A decentralized energy-efficient hierarchical cluster-based routing algorithm (DHCRA) was proposed in [27
]. In DHCRA, CHs are selected at tree edges based on residual energy and distance from BS. DHCRA minimizes control overhead and optimizes the energy consumption of nodes. In [28
], an adaptive clustering algorithm (TCAC) has been proposed to enhance the lifetime of the network. TCAC enables the CHs to adjust their power level to achieve the desired network connectivity. TCAC generate the balanced clusters across the whole network and improves the network lifetime. However, in TCAC, the periodic transmission of range updates and competition-based CH selection increases the network complexity.
Link-aware clustering mechanism (LCM) [29
] for WSNs has been proposed. In LCM, the CHs are elected based on the condition of the links and status of sensor nodes. In LCM, predicted transmission count (PTX) has been introduced to evaluate the condition of the node(s). PTX is calculated based on the residual energy, transmission power, and the link quality with a specific neighbor. The node which has a large PTX value has significant chance to become a CH.

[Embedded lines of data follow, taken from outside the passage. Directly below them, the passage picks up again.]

PR #576, opened 2025-07-10
Fix URLs for dev docs sections

tim-at-topos:
I think this should mean that the following three URLs now work:

- https://next.catcolab.org/dev/api.xml
- https://next.catcolab.org/dev/mathematics.xml
- https://next.catcolab.org/dev/technologyxml

which would be helpful for making nice links to things (especially in https://github.com/ToposInstitute/CatColab/pull/553)

@olynch is this indeed the right way to make this happen?


olynch:
Yes, that is right!

PR #577, opened 2025-07-10
FIX: Menu not working in some error states

jmoggr:
The problem was that the menu relies on the `PageActionsContext`, which is not provided at the root level of the app. We can put an `ErrorBoundary` in `PageContainer`, however that won't show the menu since the menu is part of the "page" that is being contained. We can overcome this by creating another fallback component `ErrorBoundaryPage` which assumes that it will take up the entire page and add it's own `DefaultToolbar`.

This is a bit hacky, ideally we would have a layout with a toolbar and some content element, then just wrap that content element in a error boundary, instead of having to recreate part of the page in an error component. This might be addressed by the notion style UI, and if it's not then we should address this hierarchy problem after it's merged.

Also there's no good reason for the error message to be a dialogue, I had thought that there might still be something visible in the error boundary that we would put a dialogue on top of (iirc this is what React does), but instead the area in the ErrorBoundary is just not rendered at all so there's no reason not to replace it.

Feel free to edit any of the error stuff I'm adding here.

### DIFF
--- a/packages/frontend/src/model/model_editor.tsx
+++ b/packages/frontend/src/model/model_editor.tsx
@@ -38,6 +38,7 @@ import {
 import "./model_editor.css";
 
 export default function ModelPage() {
+    throw "an error";
     const api = useApi();
     const theories = useContext(TheoryLibraryContext);
     invariant(theories, "Must provide theory library as context to model page");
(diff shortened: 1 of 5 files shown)


packages/frontend/src/model/model_editor.tsx
```diff
@@ -38,6 +38,7 @@ import {
 import "./model_editor.css";
 
 export default function ModelPage() {
+    throw "an error";
```
jmoggr, line 41: I left this in here to demo the fix, because it matters where the error comes from. Errors that happen outside of `PageContainer` will not have a working menubar.

PR #578, opened 2025-07-11
Remove redundant type defs and complete notebook-types refactor

### LINKED ISSUE #567: Duplicate `ObType` and `MorType` exported in catlog_wasm.d.ts

epatters:
Closes #567. This was more work than I expected since it turns out that #473 hadn't finished refactoring `ObType` and `MorType` to use the quoting and elaboration traits.

### DIFF
--- a/packages/catlog-wasm/src/model.rs
+++ b/packages/catlog-wasm/src/model.rs
@@ -17,6 +17,7 @@ use catlog::one::{Category as _, FgCategory, Path, fp_category::UstrFpCategory};
 use catlog::validate::Validate;
 use notebook_types::current::{path as notebook_path, *};
 
+use super::notation::*;
 use super::result::JsResult;
 use super::theory::{DblTheory, DblTheoryBox};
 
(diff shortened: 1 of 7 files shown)


packages/catlog-wasm/src/model.rs
```diff
@@ -235,25 +193,6 @@ impl CanQuote<Path<TabOb<Uuid, Uuid>, TabEdge<Uuid, Uuid>>, Mor> for Quoter {
...
-            Mor::Composite(Box::new(demote_path(path.clone().map(Ob::Basic, Mor::Basic))))
-        }
-    }
-}
-
-impl CanQuote<Path<Ustr, Ustr>, MorType> for Quoter {
-    fn quote(&self, path: &Path<Ustr, Ustr>) -> MorType {
-        match path {
-            Path::Id(u) => MorType::Hom(Box::new(ObType::Basic(*u))),
-            Path::Seq(non_empty) => MorType::Basic(non_empty[0]),
```
epatters, line 252: This was also a bug.

PR #584, opened 2025-07-12
Completions match within string

quffaro:
This small PR replaces `startsWith` with `includes`


epatters (approved):
Thanks Matt, works great.

PR #585, opened 2025-07-12
Button in permissions dialog to copy document link to clipboard

quffaro:


packages/frontend/src/user/permissions.tsx
```diff
@@ -211,7 +234,7 @@ function AnonPermissionsButton() {
         await signOut(getAuth(firebaseApp));
         setOpen(false);
     };
-
+    1;
```
jmoggr: typo?

packages/frontend/src/user/permissions.css
```diff
@@ -13,3 +13,16 @@
     align-items: center;
     gap: 5em;
 }
+
+.button-container {
```
epatters: This style isn't in a CSS module, so it applies globally across the app. To avoid potential conflicts, it should have a more specific name, like `permissions-button-container`.

packages/frontend/src/user/permissions.css
```diff
@@ -13,3 +13,16 @@
...
+    display: flex;
+}
+
+.utility {
+    color: var(--main-color);
```
epatters: Seems odd to me to have this here. Put this in `form button.utility` above?

packages/frontend/src/user/permissions.css
```diff
@@ -13,3 +13,16 @@
...
+}
+
+.spacer {
```
epatters: Ditto about `spacer`, too generic for use without namespacing.

packages/frontend/src/user/permissions.tsx
```diff
@@ -94,6 +96,18 @@ export function PermissionsForm(props: {
         props.onComplete?.();
     };
 
+    const doclink = createMemo(() => {
+        return window.location.href;
+    });
```
epatters: A memo here is overkill: no need to memo-ize a property that costs nothing to compute. Delete this and replace `doclink()` below with `window.location.href`.

packages/frontend/src/user/permissions.tsx
```diff
@@ -94,6 +96,18 @@ export function PermissionsForm(props: {
...
+
+    const copyToClipboard = async () => {
+        if (navigator.clipboard) {
+            await navigator.clipboard.writeText(doclink());
+        } else {
+            Error("Could not be copied.");
```
epatters: If you want to throw an error, should be `throw new Error(...)`. I'd also make the error more description, something like "Link to document could not be copied."

packages/frontend/src/user/permissions.tsx
quffaro: thanks for spotting that, @jmoggr

epatters (approved):

PR #588, opened 2025-07-14
Drop indicator for dragging cells

quffaro:


packages/frontend/src/model/model_editor.tsx
```diff
@@ -84,7 +84,6 @@ export function ModelPane(props: {
     const liveDoc = () => props.liveModel.liveDoc;
 
     const selectableTheories = () => {
-        console.log(props.liveModel.theory().inclusions);
```
epatters, line 87: Thanks for noticing and fixing this! I take responsibility for this one :)

packages/frontend/src/notebook/notebook_cell.tsx
```diff
@@ -134,11 +138,17 @@ export function NotebookCell(props: {
...
+    const [dropTarget, setDropTarget] = createSignal(false);
+
     createEffect(() => {
         const cleanup = combine(
             draggable({
                 element: handleRef,
-                getInitialData: () => createCellDragData(props.cellId),
+                getInitialData: () => ({
+                    ...createCellDragData(props.cellId, props.index),
+                    index: props.index,
```
epatters: If I'm not mistaken, this is redundant: your modified `createCellDragData` already adds the `index` field to the returned data. So I don't think you need to make any change here at all.

packages/frontend/src/notebook/notebook_cell.tsx
```diff
@@ -147,13 +157,27 @@ export function NotebookCell(props: {
...
                 getData({ input }) {
-                    const data = createCellDragData(props.cellId);
+                    const data = createCellDragData(props.cellId, props.index);
                     return attachClosestEdge(data, {
                         element: rootRef,
                         input,
                         allowedEdges: ["top", "bottom"],
                     });
                 },
+                onDragEnter: (args) => {
```
epatters: Not actually important, but there's syntactic sugar which would let you write this first line as `onDragEnter(args) {`

epatters (changes requested):
Thanks Matt, this will be a big quality of life improvement!

epatters (approved):

PR #594, opened 2025-07-17
Changed line height to avoid descender clipping

quffaro:
before:
image

after:
image

This small PR increases the line height of boxes in order to avoid clipping of descenders.


epatters (approved):
Thanks Matt, this is nice simple fix.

Cluster chain weighted metrics (CCWM) has been proposed in [30
] to optimize the energy consumption and enhance the performance of WSNs based on weighted metrics. In CCWM, the CHs are elected based on weighted metrics. In this scheme, the child nodes forward the sensed data directly towards the CH whereas the CH transfer the aggregated data towards the neighbor CH until the data reach the BS. CCWM improves the network lifetime however, the direct intra-cluster communication may leads to unfair energy distribution. A non-probabilistic multi-criteria based CH selection mechanism was proposed in [31
]. In this scheme, analytical network process decision tool is used for CH is selection. A collection of various parameters have been collected and the best parameters among the collected ones are selected for CH selection.

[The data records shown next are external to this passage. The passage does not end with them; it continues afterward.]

PR #601, opened 2025-07-21
Mass-action ODE semantics for Petri nets

epatters:
Sequel to #597 adding the ODE semantics for Petri nets based on the law of mass action.

I also took the opportunity to refactor the linear ODE/Lotka-Volterra analyses to reuse the code that constructs the coefficient matrix (cc @tim-at-topos).

### DIFF
--- a/Cargo.lock
+++ b/Cargo.lock
@@ -1871,9 +1871,9 @@ dependencies = [
 
 [[package]]
 name = "nonempty"
-version = "0.10.0"
+version = "0.12.0"
 source = "registry+https://github.com/rust-lang/crates.io-index"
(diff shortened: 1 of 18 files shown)


tim-at-topos:
Not a proper review, but just to say that this makes sense and is much tidier! I think that we will end up modifying `packages/catlog/src/stdlib/analyses/ode/signed_coefficients.rs` for some of the ECLD analyses, but it shouldn't change the way you've separated things out here.

epatters:
Thanks for taking a look! Yes, I'm happy to further evolve this design, but hopefully what's here is already an improvement on the current situation.

Issue #184, opened 2024-09-25
Popup menu to change object/morphism type 


epatters:
It should be possible to change the type of an object or morphism without deleting it and recreating it, e.g., changing a link from positive to negative or changing an object from an entity to attribute type.

A nice interaction would be to click the object/morphism type on the right margin of the cell and get a popup menu with types that it can be changed to.

PR #604, opened 2025-07-21
Switching cell type from frontend

quffaro:
This feature lets users switch the cell type on a notebook.


epatters:
Closing this PR as stale. I would still love to have this feature though!

tim-at-topos:
should we open this as an issue? I think we can make it specific enough

epatters:
This feature is being tracked by #184.

Matt has also expressed interest in getting back to this one eventually.

PR #609, opened 2025-07-23
Modal Double Theory with State and Auxiliary Variables

quffaro:


epatters:
Just doing some house cleaning: closing due to staleness.

PR #21615, opened 2022-03-09
Use app platform version during config model feature flags resolution

hakonhall:
Allows adding a feature flag condition like

```
{
    "type": "relational",
    "dimension": "vespa-version"
    "predicate": ">7.555.50"
}
```

to enable a config model property with the rollout of a Vespa release.  This ensures the property change is tested just as rigorously as any other change that rolls out with a Vespa release.


bjorncs (approved):
Nice!

PR #21618, opened 2022-03-09
fix tsan warnings

havardpe:
Portal code calls attach from the reactor thread, so most of these
warnings will not be relevant there. However, they indicate that we
need to be careful about creating the object that will get the
callback before creating the reactor token. Also, the token itself is
in need of synchronization (like any smart-ptr-like-thing) which makes
deleting it inside the call-back somewhat problematic unless there is
a lock or it was created in the reactor thread in the first place.

@vekterli please review


vekterli (approved):
:+1:

PR #21654, opened 2022-03-11
Ean/spinner issues in ci

ean:

### DIFF
--- a/client/go/cmd/login.go
+++ b/client/go/cmd/login.go
@@ -1,10 +1,21 @@
 package cmd
 
 import (
+	"fmt"
+	"log"
+	"os"
+	"time"
+
+	"github.com/pkg/browser"
 	"github.com/spf13/cobra"
+	"github.com/vespa-engine/vespa/client/go/auth"
 	"github.com/vespa-engine/vespa/client/go/auth/auth0"
 )
 
+// newLoginCmd runs the login flow guiding the user through the process
+// by showing the login instructions, opening the browser.
+// Use `expired` to run the login from other commands setup:
+// this will only affect the messages.
 func newLoginCmd(cli *CLI) *cobra.Command {
 	return &cobra.Command{
 		Use:               "login",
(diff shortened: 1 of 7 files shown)


client/go/cmd/login.go
```diff
@@ -27,7 +37,57 @@ func newLoginCmd(cli *CLI) *cobra.Command {
...
+				return fmt.Errorf("could not start the authentication process: %w", err)
+			}
+
+			fmt.Printf("Your Device Confirmation code is: %s\n\n", state.UserCode)
+
+			fmt.Println("If you prefer, you can open the URL directly for verification")
+			fmt.Printf("Your Verification URL: %s\n\n", state.VerificationURI)
+
+			fmt.Println("Press Enter to open the browser to log in or ^C to quit...")
+			fmt.Scanln()
```
mpolden, line 51: These should print to `cli.Stdout` or just use `log.PrintXXX`. Same below.

client/go/cmd/root.go
```diff
@@ -203,6 +205,19 @@ func (c *CLI) configureFlags() {
 	c.flags = &flags
 }
 
+func (c *CLI) configureSpinner() {
+	// Explicitly disable spinner for Screwdriver. It emulates a tty but
+	// \r result in a newline, and output gets truncated.
+	_, screwdrvier := os.LookupEnv("SCREWDRIVER")
```
mpolden, line 211: This should access the environment through `c.Environment`.

mpolden: Typo: s/screwdrvier/screwdriver/

client/go/cmd/login.go
ean: Fixed, but we are left with the ugly fmt.Scanln()` duckling. But I leave that to be handled as part of the ongoing discussion we have about the UX of this command.

mpolden: `fmt.Fscanln(cli.Stdin)` should work.

mpolden (approved):

PR #21660, opened 2022-03-11
Add a restart action (with deferred activation) when switching major versions [run-systemtest]

jonmv:
@hmusum @mpolden please review. I see now that more or less the same problem was attacked in #21645.


jonmv:
Perhaps #21661 instead, then ...

PR #21662, opened 2022-03-11
Make B-tree bucket database values atomic to ensure well-defined access [run-systemtest]

vekterli:
@geirst and @toregge please review. This fixes a spurious TSan warning.
Have used the added test to run some 100M+ read/write interactions with this fix included and no further warnings have been observed.

Existing implementation already used explicit acquire/release fences to
ensure visibility from writer to concurrent readers, but the values written/read
were not of an atomic type and thus _technically_ considered a data race.

This commit adds an `AtomicValueWrapper` wrapper to vespalib which looks and acts
much like the existing `AtomicEntryRef`, but for primitive types that are not
related to `EntryRef`s. The bucket DB B-tree primitive u64 value type is replaced
with an atomic wrapper, and explicit memory fences are replaced with release stores
and acquire loads on the atomic values themselves to ensure they form correct
pairs between writer and readers.

### DIFF
--- a/storage/src/tests/distributor/btree_bucket_database_test.cpp
+++ b/storage/src/tests/distributor/btree_bucket_database_test.cpp
@@ -2,8 +2,11 @@
 
 #include "bucketdatabasetest.h"
 #include <vespa/storage/bucketdb/btree_bucket_database.h>
+#include <vespa/vespalib/util/count_down_latch.h>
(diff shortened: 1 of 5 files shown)


toregge (approved):

toregge (approved):

baldersheim (approved):

geirst (commented):
👍

PR #21666, opened 2022-03-13
Arnej/add alternative to global gettype

arnej27959:

@bratseth please review
@baldersheim @gjoranv FYI


document/src/main/java/com/yahoo/document/DocumentType.java
```diff
@@ -138,6 +139,39 @@ public StructDataType contentStruct() {
...
     }
 
+    /**
+     * Get a struct declared in this document (or any inherited
+     * document). Returns null if no such struct was found.
+     *
+     * @param name the name of the struct
+     * @return reference to a struct data type, or null
+     **/
+    public StructDataType getDeclaredStructType(String name) {
```
bratseth, line 149: Usually, we use "declared" to mean "in this only" (it was declared in this).

bratseth (approved):
Merging, but notice my comment.

PR #21667, opened 2022-03-14
Use entity tag to expire sample apps cache

mpolden:
@ean

### DIFF
--- a/client/go/cmd/clone.go
+++ b/client/go/cmd/clone.go
@@ -55,7 +55,8 @@ variable.`,
 			if len(args) != 2 {
 				return fmt.Errorf("expected exactly 2 arguments, got %d", len(args))
 			}
-			return cloneApplication(cli, args[0], args[1], forceClone)
+			cloner := &cloner{cli: cli, discardCache: forceClone}
+			return cloner.Clone(args[0], args[1])
 		},
 	}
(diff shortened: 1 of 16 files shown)


client/go/cmd/clone.go
```diff
@@ -108,71 +116,147 @@ func (c *cloner) Clone(applicationName, path string) error {
...
+			os.Remove(f.Name())
 		}
+	}()
+	if _, err := io.Copy(f, zipReader); err != nil {
+		return "", fmt.Errorf("could not write sample apps to file: %s: %w", f.Name(), err)
+	}
+	f.Close()
+	path := filepath.Join(c.cli.config.cacheDir, sampleAppsNamePrefix)
+	if etag != "" {
+		path += "_" + etag
```
ean, line 248: I am not entirely sold on this yet.
Won't be be less bookkeeping to keep one file for the content, and one for the etag. Then we don't need the directory traversal and garbage collection.

And if we default the etag to empty string for all etag file failure cases I think the rest should work itself out, even if we end up downloading the file a few more times than required.

mpolden: This way we guarantee that the data and its etag are in sync by not keeping state in a separate file. For example it's not possible to write the cached data, but not the etag, or vice-versa.

We also don't need special handling related to presence of an etag file, atomic writing of the etag file and parsing of its contents.

ean (approved):

PR #21672, opened 2022-03-14
Infer managed access through assertion existence

olaaun:


vespa-athenz/src/main/java/com/yahoo/vespa/athenz/api/AthenzAssertion.java
```diff
@@ -36,6 +36,12 @@ public static Builder newBuilder(AthenzRole role, AthenzResourceName resource, S
         return new Builder(role, resource, action);
     }
 
+    public boolean satisfies(AthenzAssertion other) {
```
tokle, line 39: also check `effect`

tokle (approved):

PR #21674, opened 2022-03-14
Convert rcu vector unit test to gtest.

toregge:
Factor out generation holder test to separate unit test.

@geirst : please review


baldersheim (approved):

geirst (commented):
👍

How does the proposed scheme differ from prior works? In most of the existing cluster-based schemes in WSNs, CH declaration is based on residual energy, distance from member nodes, and distance from the sink node. However, to the best of our knowledge, all such schemes do not consider storage capacity and computational capability for best CH declaration. Besides, most of the existing proposals do not take into account one or more of the following CH and sensor node parameters in new node association process: (i) traffic load on CH; (ii) residual energy; (iii) computational capability of a CH; (iv) distance between CH and sink node; and (v) less distance between a sensor node and a CH. In contrast to the existing schemes, our scheme proposes an efficient mechanism for the new node association, and considers all of the aforementioned parameters for optimal CH selection. Furthermore, the proposed scheme also provides CH-acquaintanceship and CH-friendship mechanism in order to prolong the network lifetime.